NOTE: I have included position 4000 in the table despite being outside the matrix. I do this because it will be very useful to know this position when we debug the scrolling.
It should be noted that memory addresses are always counted byte by byte. Therefore, any operation that involves memory positions such as memory copying must always indicate the address in bytes. On the other hand, we have pointers that can be of any type we want.
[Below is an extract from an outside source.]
PR #119, opened 2019-09-26
Pivotal ID # 168777655: RootPath Support

Juan-EBI:
https://www.pivotaltracker.com/story/show/168777655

In this way, we can read/write from memory X by X, but I repeat that memory addresses are always in bytes.
To program the video driver, we will start from the files of previous articles and generate some new ones. But I leave here a compressed file of all of them for greater convenience.
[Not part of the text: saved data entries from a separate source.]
PR #120, opened 2019-09-27
Pivotal ID # 168727325: Project Submission Relationship

jhoanmanuelms:
- Validate that the project has the corresponding access tag
- Add access tag for the test project
- Add an endpoint and a web client method to create projects
- The corresponding access tag for the project will be automatically created
- Use the new methods in the projects API test

TODO In Next PR
- Some classes require unit testing
- Validate only superusers are able to submit projects
- The integration tests that use projects should validate tags


submission/persistence/src/main/kotlin/ac/uk/ebi/biostd/persistence/integration/PersistenceContextImpl.kt
```diff
@@ -60,6 +62,12 @@ open class PersistenceContextImpl(
         }
     }
 
+    override fun saveAccessTag(accessTag: String) {
+        accessTagsDataRepository.save(AccessTag(name = accessTag))
```
Juan-EBI: inliner

submission/persistence/src/main/kotlin/ac/uk/ebi/biostd/persistence/service/SubmissionRepository.kt
```diff
@@ -34,6 +34,7 @@ class SubmissionRepository(
         submissionRepository.findByTypeAndAccNo(Project.value, tags.map { it.name })
             .map { submissionDbMapper.toSubmission(it) }
 
+    // TODO this method should return the submission model, not the persistence object
```
Juan-EBI: do not get this TODO, this one is a spring data repository

submission/submitter/src/main/kotlin/ac/uk/ebi/biostd/submission/processors/ProjectProcessor.kt
```diff
@@ -0,0 +1,11 @@
+package ac.uk.ebi.biostd.submission.processors
+
+import ebi.ac.uk.model.ExtendedSubmission
+import ebi.ac.uk.model.extensions.addAccessTag
+import ebi.ac.uk.persistence.PersistenceContext
+
+class ProjectProcessor : SubmissionProcessor {
```
Juan-EBI: Is this only applied to the project? as it implements SubmissionProcessor I would expect is applied to every submission and it does look correct them

submission/submitter/src/main/kotlin/ac/uk/ebi/biostd/submission/validators/ProjectValidator.kt
```diff
@@ -1,12 +1,19 @@
...
+import ac.uk.ebi.biostd.submission.exceptions.ProjectAlreadyExistingException
+import ebi.ac.uk.base.ifTrue
 import ebi.ac.uk.model.ExtendedSubmission
-import ebi.ac.uk.model.extensions.attachTo
 import ebi.ac.uk.persistence.PersistenceContext
 
 class ProjectValidator : SubmissionValidator {
     override fun validate(submission: ExtendedSubmission, context: PersistenceContext) {
-        submission.attachTo?.let { context.getSubmission(it) ?: throw InvalidProjectException(it) }
+        context.isNew(submission.accNo).not().ifTrue {
```
Juan-EBI: we may need better `ifFalse` extension

submission/submitter/src/main/kotlin/ac/uk/ebi/biostd/submission/validators/SubmissionProjectValidator.kt
```diff
@@ -0,0 +1,24 @@
...
+        submission.attachTo?.let {
+            validateProject(it, context)
+            validateProjectAccessTag(it, submission, context)
+        }
+    }
+
+    private fun validateProject(project: String, context: PersistenceContext) =
+        context.getSubmission(project) ?: throw InvalidProjectException(project)
+
+    private fun validateProjectAccessTag(project: String, submission: ExtendedSubmission, context: PersistenceContext) =
```
Juan-EBI: what is the purpose of this validation? the idea AFAIK is that the system will create access tag for the project. Users should not use access tags.

submission/persistence/src/main/kotlin/ac/uk/ebi/biostd/persistence/integration/PersistenceContextImpl.kt
jhoanmanuelms: This is a unit return type

submission/persistence/src/main/kotlin/ac/uk/ebi/biostd/persistence/service/SubmissionRepository.kt
jhoanmanuelms: In all the other methods, we return the submission model object but in this case, we return the persistence object. This method should also use the Submission Mapper and return a Submission model object

submission/submitter/src/main/kotlin/ac/uk/ebi/biostd/submission/processors/ProjectProcessor.kt
jhoanmanuelms: Well, the project is a submission. In this case, this is a processor for the projects which follows the same validation/processing approach.

Maybe we could rename the interface as `SubmitterProcessor` and `SubmitterValidator`?

submission/submitter/src/main/kotlin/ac/uk/ebi/biostd/submission/validators/ProjectValidator.kt
jhoanmanuelms: Done

submission/submitter/src/main/kotlin/ac/uk/ebi/biostd/submission/validators/SubmissionProjectValidator.kt
jhoanmanuelms: This validation is intended for projects that were manually created and the access tag might not exist.

submission/persistence/src/main/kotlin/ac/uk/ebi/biostd/persistence/service/SubmissionRepository.kt
Juan-EBI: ohh got it I was thinking this was `SubmissionDataRepository` and not `SubmissionRepository`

Scrolling requires copying values from memory from one position to another. To do this, we will program the memory_copy function, defining the prototype and the function itself.
void memory_copy(short* source, short* dest, int no_bytes);
// Copy bytes from one place to another in blocks of short bytes until no_bytes is reached
void memory_copy(short* source, short* dest, int no_bytes) {
int i;
// copy short by short
for (i =0; i<no_bytes; i++) {
*(dest + i) = *(source + i);
}
}
Now the prototypes and functions of our driver.
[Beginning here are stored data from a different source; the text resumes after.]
PR #125, opened 2019-10-07
Pivotal ID # 168727325: Submission API

jhoanmanuelms:
- Return model instead of persistence object in submissions repository
- Change filters to OffsetDate
- Remove unnecessary headers
- Add version in response
- Update the tests and add an integration test to the filtering by release date


submission/submission-webapp/src/main/kotlin/ac/uk/ebi/biostd/submission/web/resources/SubmissionResource.kt
```diff
@@ -44,5 +41,8 @@ class SubmissionResource(
         @AuthenticationPrincipal user: SecurityUser
     ): List<SubmissionDto> = submissionWebHandler
         .getSubmissions(user, filter)
-        .map { SubmissionDto(it.accNo, it.title, it.creationTime, it.modificationTime, it.releaseTime) }
+        .map {
+            SubmissionDto(
+                it.accNo, it.title ?: "", it.version, it.creationTime, it.modificationTime, it.releaseTime)
```
Juan-EBI: I think there is one extension `orEmpty

jhoanmanuelms: Done

PR #126, opened 2019-10-07
Pivotal ID # 168982339: Classify Integration Tests

jhoanmanuelms:
- Create separated packages to classify the integration tests depending on the functionality being tested
- Organize tests in the new packages
- Rename some classes in order to better represent what they're actually testing


jhoanmanuelms:
Good suggestions. Done.

PR #27, opened 2015-07-22
Make produceOperation public

MattKiazyk:
Currently, any subclass of `Operation` can't call produceOperation as it's private to `Operation`


danthorpe:
@MattKiazyk - Didn't spot this - thanks!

#define VIDEO_ADDRESS 0xb8000
#define MAX_ROWS 25
#define MAX_COLS 80
#define WHITE_ON_BLACK 0x0f
#define RED_ON_WHITE 0xf4
/* Screen i/o ports */
#define REG_SCREEN_CTRL 0x3d4
#define REG_SCREEN_DATA 0x3d5
/* Public kernel API */
void clear_screen();
int get_offset(int row, int col);
void set_cursor_offset(int offset);
int get_cursor_offset();
int print_char(char character, int row, int col, char attribute_byte);
int get_offset_row(int offset);
int get_offset_col(int offset, int row);
void print_string(char *message, int row, int col);
int handle_scrolling(int cursor_offset);
#include "screen.h"
#include "ports.h"
#include "../kernel/util.h"
// Offset depends on the type of the video_memory pointer, if it is short: 1screenChar -> 1offset
void clear_screen() {
int screen_size = MAX_COLS * MAX_ROWS - 1;
int i;
short* video_memory = (short*) VIDEO_ADDRESS;
// Set each video memory address to '' value with WHITE_ON_BLACK attribute
short character_and_attribute_byte = 0 | WHITE_ON_BLACK << 8;
for (i = 0; i < screen_size; i++) {
video_memory[i] = character_and_attribute_byte;
}
// Set cursor to first offset after clear screen
set_cursor_offset(0);
}
// Convert input coordinates to video memory offset
int get_offset(int row, int col) {
return (row * MAX_COLS + col);
}
// Set cursor position to specified video_memory
void set_cursor_offset(int offset) {
port_byte_out(REG_SCREEN_CTRL, 14);
port_byte_out(REG_SCREEN_DATA, offset >> 8); // High byte
port_byte_out(REG_SCREEN_CTRL, 15);
port_byte_out(REG_SCREEN_DATA, (offset & 0xff)); // Low byte
}
// Get cursor position and return video_memory offset equivalent
int get_cursor_offset() {
port_byte_out(REG_SCREEN_CTRL, 14);
int offset = port_byte_in(REG_SCREEN_DATA) << 8; // High byte
port_byte_out(REG_SCREEN_CTRL, 15); // Low byte
offset += port_byte_in(REG_SCREEN_DATA);
return offset; /* Position * size of character cell */
}
int print_char(char character, int row, int col, char attribute_byte) {
short* video_memory = (short*) VIDEO_ADDRESS;
int offset;
if (!attribute_byte) {
attribute_byte = WHITE_ON_BLACK;
}
//short code variable improves printing chars performance, in that way we only write to video_memory one time
//not twice with char+attr
short character_and_attribute_byte = character | attribute_byte << 8;
if (row >= 0 && col >= 0) {
offset = get_offset(row, col);
} else {
offset = get_cursor_offset();
}
// If we see a newline character, set offset to the end of current row, so it will be advanced to the first col
// of the next row when offet is incremented.
if (character == '\n') {
int row = get_offset_row(offset);
offset = get_offset(row, MAX_COLS - 1);
} else {
//video_memory[offset] = character;
//video_memory[offset+1] = attribute_byte;
video_memory[offset] = character_and_attribute_byte;
}
// Update the offset to the next character cell
offset++;
// Make scrolling adjustment, we check if next char write will be done outside screen char matrix
offset = handle_scrolling(offset);
// Update the cursor position on the screen device .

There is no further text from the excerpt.